Toying around with the idea of running a mini YC startup competition <i>inside</i> a larger company to encourage innovation?
======
SABmore
We attempted something similar in my previous company. I can tell you it
failed, and why so as not to make the same mistakes we did. For starters, they
are an IT services company so it was difficult to implement from the get-go
when you are dependant on your employees being billable. We were hoping to
build software products, and we knew that we would need to provide support and
incentives b/c we were essentially asking those involved to work hours outside
of their normal schedule.
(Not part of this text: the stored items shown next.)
PR #1217, opened 2019-07-29
1097-1148 Frontpage Updates #1

### LINKED ISSUE #1097: Add the dataset count and total participants shared in public DS to the ON main landing page
Add a section for more visually denoting the number of public datasets and total number of participants of those public datasets. The arrow denotes the space to use (spreading it out so there is enough room). The text size can be the same 'Get Data'. 

My thoughts were to have the number above the text. 

Screen Shot 2019-04-23 at 11 58 20 AM

david-nishi:
closes #1097 
Screen Shot 2019-07-29 at 05 40 22


nellh:
Participants are the study participants, not OpenNeuro users.

nellh (changes requested):
Participants here is the study participants, not OpenNeuro users.

packages/openneuro-server/graphql/resolvers/snapshots.js
```diff
@@ -21,6 +22,31 @@ export const snapshot = (obj, { datasetId, tag }, context) => {
...
+        foreignField: 'id',
+        as: 'summary',
+      },
+    },
+    { $project: { subjects: { $size: '$summary.subjects' } } },
+    { $group: { _id: null, participantCount: { $sum: '$subjects' } } },
+  ]).exec()
+  return Array.isArray(aggregateResult)
+    ? aggregateResult[0].participantCount
+    : aggregateResult
```
nellh: This seems like it would be unnecessary, when would the non-array result be useful? If it's the null case, I'd make it more explicit and return the null.

nellh (approved):
One question but otherwise this looks good.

We set up a fairly streamlined, gated process which
provided the teams the ability to receive mentorship throughout each gate.
They would formalize an idea/concept, then run it by the CEO and sales team to
ensure it had buy-in and would be marketable to our established customer base.
If at any point it wasn't viable they could either pivot or stop. The wheels
quickly fell off when the CEO (after signing off on it) decided it was too
heavy handed, then the sales team was too busy to meet with any of the teams,
and none of the teams could see the incentive to working on something that
lacked support and required them to work off-hours to build. Needless to say,
this is the opposite of how an YC clone should be inside of a company.

------
btilly
If you want to encourage innovation inside of a larger company, go read
[http://www.amazon.com/Winning-New-Products-Accelerating-
Proc...](http://www.amazon.com/Winning-New-Products-Accelerating-
Process/dp/0738204633). You'll get a lot of ideas and some very practical
advice for addressing that problem.

Basically what it comes down to is, "Start with lots of ideas, and have a
rigorous process for making most of them fail fast with a minimal allocation
in resources."

------
adrianscott
check out geoffrey moore's books if you haven't already